== TASK TO CARRY OUT ==
Your job with the data below: print everything from the line that holds "- [ ] Closes" down to the line that holds "run ruff check", ends included, exactly, and nothing else.

== MATERIALS PROVIDED ==
PR #619, opened 2026-08-20
OPE-92 Consolidate minimum-error preparation

brendan-m-murphy:
* **Summary of changes**

Consolidate scalar, per-site, residual, and percentile minimum-error preparation in a typed `MinimumError` value.

- align per-site values through the labelled observation `site` coordinate
- validate finite, non-negative values and record method/site/unit provenance
- preserve resolved `xr.DataArray` inputs for RHIME/PyMC and analytic consumers
- remove superseded minimum-error alignment helpers

Linear: [OPE-92](https://linear.app/openghg-inversions/issue/OPE-92/consolidate-minimum-error-preparation-in-a-typed-minimumerror-value)

- [ ] Closes #xxxx — N/A; tracked in Linear as OPE-92
- [x] Tests added and passing
- [ ] Documentation and tutorials updated/added — not required; public API docstrings added
- [x] Added a Towncrier news fragment in `newsfragments/`
- [ ] Added any new requirements to `requirements.txt` — no new requirements

Checks:
- `uv run pytest tests/test_inversion_inputs.py -q`: 22 passed, 1 deselected
- targeted RHIME/xarray/fixed-basis minimum-error tests: 7 passed, 363 deselected
- `uv run ruff check openghg_inversions/model_error.py openghg_inversions/inversion_inputs.py tests/test_inversion_inputs.py`
- `git diff --check`
- Slurm Mypy job 18645378 reached the existing repository baseline: 197 errors in 56 files; no errors in the new `model_error.py`.

### DIFF
--- a/openghg_inversions/model_error.py
+++ b/openghg_inversions/model_error.py
@@ -9,9 +9,9 @@ import numpy as np
 import xarray as xr
 
 
-@dataclass(frozen=True, init=False)
+@dataclass(frozen=True, eq=False, slots=True)
 class MinimumError:
-    """Validated, observation-aligned minimum model error.
+    """Observation-aligned minimum model error.
 
     Attributes:
         values: Minimum error labelled by observation.
@@ -24,26 +24,6 @@ class MinimumError:
     method: str
     by_site: bool
     sites: tuple[str, ...]
-
-    def __init__(self) -> None:
-        """Reject construction outside :meth:`prepare`."""
-        raise TypeError("Use MinimumError.prepare() to construct a validated value.")
-
-    @classmethod
-    def _from_validated(
-        cls,
-        values: xr.DataArray,
-        method: str,
-        by_site: bool,
-        sites: tuple[str, ...],
-    ) -> "MinimumError":
-        """Construct an instance after :meth:`prepare` validates its fields."""
-        result = object.__new__(cls)
-        object.__setattr__(result, "values", values)
-        object.__setattr__(result, "method", method)
-        object.__setattr__(result, "by_site", by_site)
-        object.__setattr__(result, "sites", sites)
-        return result
 
     @classmethod
     def prepare(
@@ -75,14 +55,8 @@ class MinimumError:
         if not isinstance(by_site, bool):
             raise ValueError(f"Minimum-error 'by_site' must be a boolean, got {type(by_site).__name__}.")
 
-        site_coord = observations.coords.get("site")
-        sites = (
-            tuple(dict.fromkeys(str(value) for value in site_coord.values))
-            if site_coord is not None
-            else ()
-        )
-        selected = {site: fp_data[site] for site in sites if site in fp_data}
-        missing_data = [site for site in sites if site not in selected]
+        site_coord: xr.DataArray | None = None
+        sites: tuple[str, ...] = ()
         method: str
         varies_by_site = False
 
@@ -93,6 +67,10 @@ class MinimumError:
             source = value
             method = "scalar"
         elif isinstance(value, Mapping):
+            site_coord = observations.coords.get("site")
+            if site_coord is None:
+                raise ValueError("Per-site min_error values require a labelled site coordinate.")
+            sites = tuple(dict.fromkeys(str(site) for site in site_coord.values))
             missing = [site for site in sites if site not in value]
             if missing:
                 raise ValueError(f"min_error mapping is missing values for site(s): {missing}")
@@ -100,6 +78,12 @@ class MinimumError:
             method = "per_site"
             varies_by_site = True
         elif value in ("residual", "percentile"):
+            site_coord = observations.coords.get("site")
+            if site_coord is None:
+                raise ValueError("Calculated min_error values require a labelled site coordinate.")
+            sites = tuple(dict.fromkeys(str(site) for site in site_coord.values))
+            selected = {site: fp_data[site] for site in sites if site in fp_data}
+            missing_data = [site for site in sites if site not in selected]
             if missing_data:
                 raise ValueError(f"Minimum-error calculation is missing fp_data for site(s): {missing_data}")
             method = value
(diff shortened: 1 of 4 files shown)


brendan-m-murphy (commented):
The consolidation is an improvement: `MinimumError` gives a real scientific/model-data concept one clear name and puts the supported preparation paths together. I think two issues should be addressed before merge:

1. **Preserve floating-point minimum errors** — `openghg_inversions/model_error.py:113`

   `xr.full_like(observations.mf, ...)` inherits the observation dtype. Integer-valued `mf` is accepted by this preparation path, so `min_error=0.5` becomes an integer array of zeros and silently changes the scientific model. Please construct the result with an explicit floating dtype and add a regression test using integer observations.

2. **Make `MinimumError` genuinely prepare-only** — `openghg_inversions/model_error.py:12`

   The generated public dataclass constructor bypasses the invariants enforced by `.prepare()`; callers can directly create negative/non-finite values, arbitrary dimensions, or inconsistent provenance. Please prevent direct public initialization and use an internal construction path after validation.

The desired API is prepare-only, matching the revised boundary-alignment direction. Keep the assignment into the dataset explicit in `make_inv_inputs` for this PR. Moving model-owned construction out of inversion-input preparation is separate follow-up [OPE-105](https://linear.app/openghg-inversions/issue/OPE-105/move-model-owned-alignment-construction-out-of-inversion-input).

The earlier NetCDF boolean-attribute issue is fixed at the current head.

brendan-m-murphy:
Addressed both review points in `862d3e14`:

- Scalar minimum errors now use an explicit floating dtype, so integer-valued observations cannot truncate fractional floors. The regression test uses integer Dask observations and verifies `0.5` is preserved.
- Direct `MinimumError()` construction is rejected; `MinimumError.prepare()` now returns an internally constructed, validated value.

Validation:
- Focused tests: 11 passed
- Ruff: passed
- `git diff --check`: passed
- Focused Python 3.10/current OpenGHG tox on Slurm: job `18646804` passed

openghg_inversions/model_error.py
```diff
@@ -1,12 +1,146 @@
...
+    method: str
+    by_site: bool
+    sites: tuple[str, ...]
+
+    def __init__(self) -> None:
+        """Reject construction outside :meth:`prepare`."""
+        raise TypeError("Use MinimumError.prepare() to construct a validated value.")
+
+    @classmethod
+    def _from_validated(
```
brendan-m-murphy: I think we have mostly rejected this pattern. Check the dev docs.

openghg_inversions/model_error.py
```diff
@@ -1,12 +1,146 @@
...
+                are invalid.
+        """
+        if "mf" not in observations:
+            raise ValueError("Minimum-error preparation requires an 'mf' observation array.")
+        if not isinstance(by_site, bool):
+            raise ValueError(f"Minimum-error 'by_site' must be a boolean, got {type(by_site).__name__}.")
+
+        site_coord = observations.coords.get("site")
+        sites = (
+            tuple(dict.fromkeys(str(value) for value in site_coord.values))
```
brendan-m-murphy: **[P2] Do not execute site metadata for input forms that do not use it.** This reads `site_coord.values` before the input-form branch, so even a scalar minimum error materializes a potentially Dask-backed auxiliary `site` coordinate solely to record unused site provenance. That conflicts with the guidance to treat auxiliary coordinates as potentially lazy and to inspect them only at a named boundary. Determine the input form first and derive site labels only for mapping/residual/percentile paths that require them; if per-site alignment must materialize an indexer, make that boundary explicit.

openghg_inversions/model_error.py
```diff
@@ -1,12 +1,146 @@
...
+                coords={"site": np.asarray(sites)},
+                dims="site",
+            )
+            data = per_site.sel(site=site_coord)
+        else:
+            if source.size != 1:
+                raise ValueError("A non-site minimum error must contain exactly one value.")
+            data = xr.full_like(observations.mf, float(source.reshape(-1)[0]), dtype=float)
+
+        data = data.rename("min_error").assign_attrs(
```
brendan-m-murphy: **[P2] Replace rather than merge observation attributes.** `xr.full_like(observations.mf, ...)` preserves the `mf` attributes, and `assign_attrs` merges this provenance into them. Scalar minimum error can therefore inherit scientifically incorrect metadata such as the observation `standard_name` or calibration attributes, while the per-site path does not. Construct a fresh minimum-error attribute mapping (or clear the inherited attrs first) and add a regression test with non-unit observation metadata.

brendan-m-murphy (commented):
Re-review of the current head against the RHIME and xarray guidance.

The earlier floating-dtype and NetCDF-provenance problems are fixed. I agree with the existing inline comment that the new `init=False` / `object.__setattr__` construction is one of the dataclass antipatterns explicitly called out in the numerical ownership guidance, so I have not duplicated that thread.

Two additional issues remain below. Both come from doing more implicit work than the value actually needs. OPE-84 may eventually help with declarative structural schemas, but it would not address these execution-boundary or scientific-metadata problems.

openghg_inversions/model_error.py
brendan-m-murphy: Concretely, I would undo the construction-enforcement machinery introduced in response to the earlier review:

```python
@dataclass(frozen=True, eq=False, slots=True)
class MinimumError:
    values: xr.DataArray
    method: str
    by_site: bool
    sites: tuple[str, ...]
```

Keep `.prepare(...)` as the normal supported configuration/calculation path, and end it with:

```python
return cls(data, method, varies_by_site, sites)
```

Delete `init=False`, the rejecting `__init__`, `_from_validated`, all `object.__new__` / `object.__setattr__` calls, and the test requiring direct construction to fail. Also remove “Validated” from the class-level promise unless every construction path actually guarantees that.

This follows the documented policy: package-created values are trusted; callers who directly construct custom values are responsible for them. The finite/non-negative checks in `.prepare` remain because they define scientific policy. If preventing direct construction is genuinely required later, this should be an ordinary class with an honest initializer—not a dataclass whose generated model is disabled.

openghg_inversions/model_error.py
brendan-m-murphy: Fixed in `9014a963`: minimum-error attrs are now replaced with a fresh provenance mapping rather than merged with `mf` attrs. The regression test includes `standard_name` and calibration metadata and verifies neither leaks into `min_error`.

openghg_inversions/model_error.py
brendan-m-murphy: Fixed in `9014a963`: scalar inputs now branch before reading the auxiliary `site` coordinate. Site labels are materialized only for mapping or calculated methods that require per-site selection/alignment; the regression test verifies scalar preparation executes no Dask tasks.

openghg_inversions/model_error.py
brendan-m-murphy: Fixed in `9014a963`: restored the ordinary `@dataclass(frozen=True, eq=False, slots=True)` field model, removed the custom construction machinery and prepare-only test, and kept scientific-policy validation in `.prepare()`.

== ANSWER SPACE ==
- [ ] Closes #xxxx — N/A; tracked in Linear as OPE-92
- [x] Tests added and passing
- [ ] Documentation and tutorials updated/added — not required; public API docstrings added
- [x] Added a Towncrier news fragment in `newsfragments/`
- [ ] Added any new requirements to `requirements.txt` — no new requirements

Checks:
- `uv run pytest tests/test_inversion_inputs.py -q`: 22 passed, 1 deselected
- targeted RHIME/xarray/fixed-basis minimum-error tests: 7 passed, 363 deselected
- `uv run ruff check openghg_inversions/model_error.py openghg_inversions/inversion_inputs.py tests/test_inversion_inputs.py`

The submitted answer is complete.